Das is ein guter Monitor, auch mit DVI, nicht nur VGA (was ja bei nem "älteren" durchaus sein könnte).


Es gibt tools für pixelfehler"suche"; aber davon halte ich wenig, denn wenn ich nicht bei nem kurzen Test was bemerke, dann sind da auch keine Fehler, die stören würden. Am besten wäre natürlich ein Test vor dem Kauf - kann ja auch bei ihm sein, damit er keine Sroge haben muss, dass Du den TFT schon bei Dir hast und dann noch "bockst"     Dabei mal möglichst auch ne sehr dunkle Szene testen, und dann ne helle usw., und im Zimmer sollte es nicht zu hell sein, dann siehst Du, wie gut die Ausleuchtung ist, wobei man da bei dem Preis nicht zu pingelig sein sollte. Dass es an den Rändern was heller ist, ist auch bei neuen TFTs oft der Fall.


----------



## unterseebotski (20. April 2010)

*AW: Samsung Syncmaster 206BW*

Also ich hab den Monitor, der ist schon so 2-3 Jahre alt und dafür find ich den Preis etwas hoch.
Damals hat der 229,- gekostet. 
Für 80,- bekommt man ja schon "fast" neue...


----------



## Herbboy (20. April 2010)

*AW: Samsung Syncmaster 206BW*



unterseebotski schrieb:


> Also ich hab den Monitor, der ist schon so 2-3 Jahre alt und dafür find ich den Preis etwas hoch.
> Damals hat der 229,- gekostet.
> Für 80,- bekommt man ja schon "fast" neue...

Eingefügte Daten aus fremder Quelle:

Issue #309, opened 2023-10-02
Evaluate solution for token rate limiting (e.g. query remaining tokens)


derekpai:

derekpai:
refer to https://platform.openai.com/docs/guides/rate-limits/overview

andrewfrench:
Closing as completed in #333

PR #354, opened 2023-10-11
Extract rate limit metadata from OpenAI API response headers

andrewfrench:
Adds dormant functionality to parse OpenAI API response headers for ratelimit-related information. In the future, we can use this information to more intelligently implement backoff or calculate token requests.

New tests ensure functionality of header parsing functionality.

Related to #309.

### DIFF
--- a/griptape/drivers/prompt/openai_chat_prompt_driver.py
+++ b/griptape/drivers/prompt/openai_chat_prompt_driver.py
@@ -140,9 +140,9 @@ class OpenAiChatPromptDriver(BasePromptDriver):
             return "user"
 
     def _extract_ratelimit_metadata(self, response, *args, **kwargs):
-        # The timeparse utility doesn't handle sub-second durations as are sometimes returned by OpenAI's API.
-        # If the API returns, for example, "13ms", timeparse returns None. In this case, we will set the time value
-        # to the current time plus a one second buffer.
+        # The dateparser utility doesn't handle sub-second durations as are sometimes returned by OpenAI's API.
+        # If the API returns, for example, "13ms", dateparser.parse() returns None. In this case, we will set
+        # the time value to the current time plus a one second buffer.
         self.__ratelimit_requests_reset_at = dateparser.parse(
             response.headers["x-ratelimit-reset-requests"],
             settings={"PREFER_DATES_FROM": "future"},
--- a/griptape/drivers/prompt/openai_chat_prompt_driver.py
+++ b/griptape/drivers/prompt/openai_chat_prompt_driver.py
@@ -26,6 +26,12 @@ class OpenAiChatPromptDriver(BasePromptDriver):
         organization: OpenAI organization.
         tokenizer: Custom `OpenAiTokenizer`.
         user: OpenAI user.
+        _ratelimit_request_limit: The maximum number of requests allowed in the current rate limit window.
+        _ratelimit_requests_remaining: The number of requests remaining in the current rate limit window.
+        _ratelimit_requests_reset_at: The time at which the current rate limit window resets.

3 jahr sind für nen Monitor doch nix, aber bei dem Preis: ich hab gar nicht gesehen, dass der nur 20 Zoll hat...

da kriegst Du echt schon neue für 90-100€: http://geizhals.at/deutschland/?cat=monlcd19wide&v=e&plz=&dist=&sort=p&xf=99_20


und 20 Zoll ist verdammt klein für nen Widescreen, das dürfte wohl eher wie ein 17 zöller, dafür dann einfach nur breiter sein.


----------



## unterseebotski (20. April 2010)

*AW: Samsung Syncmaster 206BW*



Herbboy schrieb:


> und 20 Zoll ist verdammt klein für nen Widescreen,


Nanana, sooo klein ist der nun auch wieder nicht.  
Hat ne Auflösung von 1680x1050 so wie die meisten 22" auch.
Kommt auch immer drauf an, wieviel Platz man auf dem Schreibtisch zu Hause hat, der Moni ist schon ca. 54 cm breit. Da kann es bei größeren schon mal eng werden...


----------



## Herbboy (20. April 2010)

*AW: Samsung Syncmaster 206BW*



unterseebotski schrieb:


> Herbboy schrieb:
> 
> 
> > und 20 Zoll ist verdammt klein für nen Widescreen,
> ...


Ich find es FÜR NEN WIDESCREEN halt klein. Da kann man dann auch gleich seinen alten 4:3 17/19 Zöller behalten bzw. wenn man vorher nen 4:3 19 zöller hatte, dann is ein 20er-WS sogar kleiner, da der vor allem in der Höhe kleiner ist... ^^


----------



## unterseebotski (21. April 2010)

*AW: Samsung Syncmaster 206BW*

Passt aber trotzdem mehr drauf, weil die meisten 19" 4:3er ne Auflösung von 1280x1042 haben und 1680x1050 is a bisserl mehr...    
Und wenn man Breitbild-Filme auf dem Ding schaut, werden die trotzdem größer dargestellt als aufm 19"er, weil das Seitenverhältnis besser zum Film passt.
Man hat also NUR Vorteile^^

Und damals, also vor ca. 2-3 Jahren waren 22" schier unbezahlbar, aber 20" für 230 Flocken gerade recht - wenn man nicht einen totalen Schrottmonitor haben wollte.
Wenn ich dran denk, was es heute alles fürs gleiche Geld gibt...   :-o   ist aber immer so bei Hardware...


----------



## PcNubi (21. April 2010)

*AW: Samsung Syncmaster 206BW*

So klein ist der Monitor auch wieder nicht, ich habe ein ähnliches Modell zuhause (19 Zoll) und bin damit eigentlich zufrieden. Ich wollte ihn auch nur als 2ten Monitor nehmen, aber mein Kollege meldet sich nicht mehr seit ich einen Kaufvertrag abschließen will.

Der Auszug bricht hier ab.